The data below is to be set down exactly.

──────── Provided entries

PR #111, opened 2022-03-20
Added ranged grabbing support to Function_Pickup

Malcolmnixon:
This pull request adds support for remote grabbing to Function_Pickup and was developed in collaboration with Sam Sarette (https://github.com/lunarcloud). Specifically these changes include:
 - Adding a ranged-grabbing area to Function_Pickup
 - Changing Function_Pickup so it can be added via the "Add Child Node" dialog by creating all child nodes dynamically
 - Adding a can_ranged_grab option to Object_Pickable

Note: The Function_Pickup script is essentially a complete rewrite in order to support the new features, and attempts to follow the gdscript style guide where possible.

### DIFF
--- a/addons/godot-xr-tools/CONTRIBUTORS.md
+++ b/addons/godot-xr-tools/CONTRIBUTORS.md
@@ -10,5 +10,6 @@ Other people who have helped out by submitting fixes, enhancements, etc are:
 - [Alessandro Schillaci](https://github.com/silverslade)
 - [jtank4](https://github.com/jtank4)
 - [Malcolm Nixon](https://github.com/malcolmnixon)
+- [Sam Sarette](https://github.com/lunarcloud)
 
 Want to be on this list? We would love your help.
--- a/addons/godot-xr-tools/VERSIONS.md
+++ b/addons/godot-xr-tools/VERSIONS.md
@@ -4,6 +4,7 @@
 - Improved responsiveness of snap-turning
 - Moved flight logic from Function_Direct_movement to Function_Flight_movement
 - Added option to disable player sliding on slopes
+- Added support for remote grabbing
 
 # 2.3.0
 - Added vignette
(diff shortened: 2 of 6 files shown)


BastiaanOlij (approved):

BastiaanOlij:
Cool stuff! Seeing you almost always make videos of features you add, make sure to add the link into the PR, makes it easier for to grasp exactly how things work: https://youtu.be/IKWM446kNSs

When we're working with objects up close, we work with an small area in which we grab anything so a player doesn't have to be precise and just snap whatever you're grabbing (though we should look into that avenue some day and see if we can switch between this play orientated grab style and a more precise grab style where  you have to be touching an object to grab it).

For remote grab I think that is a little jerky and I think we should add a tween in. Instead of snapping in place right away, we do the following (on XRToolsPickable.pick_up):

────────────────

• **Answer section**
PR #111, opened 2022-03-20
Added ranged grabbing support to Function_Pickup

Malcolmnixon:
This pull request adds support for remote grabbing to Function_Pickup and was developed in collaboration with Sam Sarette (https://github.com/lunarcloud). Specifically these changes include:
 - Adding a ranged-grabbing area to Function_Pickup
 - Changing Function_Pickup so it can be added via the "Add Child Node" dialog by creating all child nodes dynamically
 - Adding a can_ranged_grab option to Object_Pickable

Note: The Function_Pickup script is essentially a complete rewrite in order to support the new features, and attempts to follow the gdscript style guide where possible.

### DIFF
--- a/addons/godot-xr-tools/CONTRIBUTORS.md
+++ b/addons/godot-xr-tools/CONTRIBUTORS.md
@@ -10,5 +10,6 @@ Other people who have helped out by submitting fixes, enhancements, etc are:
 - [Alessandro Schillaci](https://github.com/silverslade)
 - [jtank4](https://github.com/jtank4)
 - [Malcolm Nixon](https://github.com/malcolmnixon)
+- [Sam Sarette](https://github.com/lunarcloud)
 
 Want to be on this list? We would love your help.
--- a/addons/godot-xr-tools/VERSIONS.md
+++ b/addons/godot-xr-tools/VERSIONS.md
@@ -4,6 +4,7 @@
 - Improved responsiveness of snap-turning
 - Moved flight logic from Function_Direct_movement to Function_Flight_movement
 - Added option to disable player sliding on slopes
+- Added support for remote grabbing
 
 # 2.3.0
 - Added vignette
(diff shortened: 2 of 6 files shown)


BastiaanOlij (approved):

BastiaanOlij:
Cool stuff! Seeing you almost always make videos of features you add, make sure to add the link into the PR, makes it easier for to grasp exactly how things work: https://youtu.be/IKWM446kNSs

When we're working with objects up close, we work with an small area in which we grab anything so a player doesn't have to be precise and just snap whatever you're grabbing (though we should look into that avenue some day and see if we can switch between this play orientated grab style and a more precise grab style where  you have to be touching an object to grab it).

For remote grab I think that is a little jerky and I think we should add a tween in. Instead of snapping in place right away, we do the following (on XRToolsPickable.pick_up):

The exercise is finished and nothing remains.